Now what I'm proposing here also is introducing a new definition of medical error. Not focusing on how many people would hurt but how many people we're not helping with what we have. So inter-generational error where the younger generation will be judging us in maybe 50 years or so. It's as follows - error occurs if we could have had a positive impact on the population's health but we failed to do so because of inappropriate allocation, and we're here now in this room we're thinking about the answer to that question is what is most important. Individual error occurs when we could have had a positive impact on a person's life under current state of medical science, knowledge and resources but we failed to do so. So the assumption would be that we already have errorless health care occurrence understanding of the word error. We do not …. and hurt people by mistakes. At summits we spent some time brainstorming and in the two publications you saw, the two book covers on the previous slide, we outlined unsolved health problems and health challenges and there are many of them. I would like to focus just on two today and show you how two specific technologies can help with those challenges. So monitoring and early detection of depression in mental disease which is leading cause of disability and major problem by 2020 is one of them and aging population with cognitive decline. I have the second problem addressed here, so Memory Glass is a project by Professor Picard from MIT Media Laboratory and you will see a video clip that shows the tool that basically prolongs and give a humane way of dealing with memory loss.
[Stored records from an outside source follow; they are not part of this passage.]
PR #2406, opened 2025-07-31
change problem set list permissions

abeglova:
None

Currently both the api for listing problem sets for a course run and the api for showing problem set content requires a login and permissions. It will simplify the ui for the canvas tutorbot if the problem set list api was public. The problem set and solution content should still require a login and special permissions.

This would be consistent with how we treat content files too. Content file titles are available to anonymous users/ users without special permissions but content file content requires a login and permissions.

### How can this be tested?
Run docker compose exec web ./manage.py backpopulate_canvas_courses --canvas-ids=14566 --overwrite

As an anonymous user go to 
http://api.open.odl.local:8063/api/v0/tutor/problems/14566-kaleba:20211202+canvas/
you should see results
go to
http://api.open.odl.local:8063/api/v0/tutor/problems/14566-kaleba:20211202+canvas/Problem%20Set%201

you should get NotAuthenticated error,

Log in as an admin

You should see results at both the above urls

### DIFF
--- a/learning_resources/views_test.py
+++ b/learning_resources/views_test.py
@@ -1418,7 +1418,17 @@ def test_learning_resources_summary_listing_endpoint_large_pagesize():
     ],
 )
 def test_course_run_problems_endpoint(client, user_role, django_user_model):
-    """Test course run problems endpoint"""
+    """
+    Test course run problems endpoint.
+
+    All types of users should be able to get a list of problem set titles
+    for a course run from api/v0/tutorproblems/<run_readable_id>
+
+    Only admin and group_tutor_problem_viewer users should be able to get
+    problem and solution content from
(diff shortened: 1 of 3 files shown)


learning_resources/views_test.py
```diff
@@ -1463,20 +1463,7 @@ def test_course_run_problems_endpoint(client, user_role, django_user_model):
         reverse("lr:v0:tutorproblem_api-list-problems", args=[course_run.run_id])
     )
 
-    if user_role in ["admin", "group_tutor_problem_viewer"]:
```
shanbady, line 1466: minor nit - the docstring for this test could be a bit more descriptive (include details about what is actually being tested like permissions and content of response etc)

shanbady (changes requested):
works as intended. just some minor nits

shanbady (approved):
LGTM 👍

That's an example of technology that is non-obtrusive, helps and it has to be further developed. Decisions have to be made how to use ideas like that and to develop them further or not and very important problem how to make them affordable, how to make them available to populations, not just keeping them in the lab as a research project. The second example of the project deals with depression.

This type of technology Professor Pendlum extends to social interactions, too. And that technology has great potential for early detection of even epidemics like SARS based on preconditions, not necessarily people showing up in the emergency room. So if we use technologies like that we can collect data about preconditions of diseases that will hopefully stop disease before it occurs.